PR #89, opened 2023-02-15
Fix OSIRIS MAAT tests

hugobuddel:


hugobuddel:
Merging, because 0d36bbf2bdbe38c705849e4d25f0acc35d6b4e5e and db3feef2177a485f25b13a0559487534ee69da93 should not have been merged as-is, because they broke the CI

PR #90, opened 2023-02-16
Fix MICADO notebooks

hugobuddel:
The notebooks should now work again.

The CI will now force `USE_FULL_DETECTOR = True` in the notebooks before running them (through sed). This will allow us to have full notebooks as examples, but still allow them to be ran on the CI.


hugobuddel:
ScopeSIM_Templates 0.4.4 and  ScopeSIM 0.5.5 have just been released, so this should now work. Merging to see whether the CI works on dev_master

PR #241, opened 2023-07-20
Update puzzle screen setting

nav-28:
Adds the setting button to the puzzle screen, streak, and storm to be similar to the game screen.


veloce:
Not sure we should add this to the puzzle screens, I'll have to think about it.

veloce:
Let's not do that for now.

PR #321, opened 2023-09-22
Add chess-opening database and fetch opening in analysis

veloce:


nav-28:
Why not directly create opening files in dart similar to https://github.com/lichess-org/scalachess/blob/master/src/main/scala/opening/OpeningDbPartA.scala instead of created a db?

veloce:
Because I thought it was simpler like that, and we have more power to query with sqlite than with dart classes.

nav-28:
> Because I thought it was simpler like that, and we have more power to query with sqlite than with dart classes.

Right, I didn't think about the impact to memory it might have as well.

Issue #322, opened 2023-09-23
Integrate FVM (Flutter Version Management) for Enhanced Team Collaboration and Compatibility


mucahitbircan:
We propose implementing FVM (Flutter Version Management) to streamline Flutter SDK version management within our project. This will ensure compatibility, stability, and consistency across the team, fostering efficient collaboration and addressing compatibility concerns.

PR #323, opened 2023-09-23
integrate: fvm (flutter version management)

mucahitbircan:
#322

### DIFF
--- a/.fvm/fvm_config.json
+++ b/.fvm/fvm_config.json
@@ -1,0 +1,4 @@
+{
+  "flutterSdkVersion": "stable",
+  "flavors": {}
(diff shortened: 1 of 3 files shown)


mucahitbircan:
> Hi! I didn't know this tool. I think it's good to have it integrated for those who want to use it so thanks for this PR.
> 
> On the other hand I don't want to force people using it (I will not use it myself for now) so let's not replace all the commands in the README. Just include a sub section under `## Setup`, like:
> 
> ```
> ### FVM
> 
> If you want to use FVM, do 
> ...
> ```

Hello, Thanks for your suggestion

* * * * *

**Your task:** Copy each line of the data above exactly as it appears.

**Reply to the task:**
PR #89, opened 2023-02-15
Fix OSIRIS MAAT tests

hugobuddel:


hugobuddel:
Merging, because 0d36bbf2bdbe38c705849e4d25f0acc35d6b4e5e and db3feef2177a485f25b13a0559487534ee69da93 should not have been merged as-is, because they broke the CI

PR #90, opened 2023-02-16
Fix MICADO notebooks

hugobuddel:
The notebooks should now work again.

The CI will now force `USE_FULL_DETECTOR = True` in the notebooks before running them (through sed). This will allow us to have full notebooks as examples, but still allow them to be ran on the CI.


hugobuddel:
ScopeSIM_Templates 0.4.4 and  ScopeSIM 0.5.5 have just been released, so this should now work. Merging to see whether the CI works on dev_master

PR #241, opened 2023-07-20
Update puzzle screen setting

nav-28:
Adds the setting button to the puzzle screen, streak, and storm to be similar to the game screen.


veloce:
Not sure we should add this to the puzzle screens, I'll have to think about it.

veloce:
Let's not do that for now.

PR #321, opened 2023-09-22
Add chess-opening database and fetch opening in analysis

veloce:


nav-28:
Why not directly create opening files in dart similar to https://github.com/lichess-org/scalachess/blob/master/src/main/scala/opening/OpeningDbPartA.scala instead of created a db?

veloce:
Because I thought it was simpler like that, and we have more power to query with sqlite than with dart classes.

nav-28:
> Because I thought it was simpler like that, and we have more power to query with sqlite than with dart classes.

Right, I didn't think about the impact to memory it might have as well.

Issue #322, opened 2023-09-23
Integrate FVM (Flutter Version Management) for Enhanced Team Collaboration and Compatibility


mucahitbircan:
We propose implementing FVM (Flutter Version Management) to streamline Flutter SDK version management within our project. This will ensure compatibility, stability, and consistency across the team, fostering efficient collaboration and addressing compatibility concerns.

PR #323, opened 2023-09-23
integrate: fvm (flutter version management)

mucahitbircan:
#322

### DIFF
--- a/.fvm/fvm_config.json
+++ b/.fvm/fvm_config.json
@@ -1,0 +1,4 @@
+{
+  "flutterSdkVersion": "stable",
+  "flavors": {}
(diff shortened: 1 of 3 files shown)


mucahitbircan:
> Hi! I didn't know this tool. I think it's good to have it integrated for those who want to use it so thanks for this PR.
> 
> On the other hand I don't want to force people using it (I will not use it myself for now) so let's not replace all the commands in the README. Just include a sub section under `## Setup`, like:
> 
> ```
> ### FVM
> 
> If you want to use FVM, do 
> ...
> ```

Hello, Thanks for your suggestion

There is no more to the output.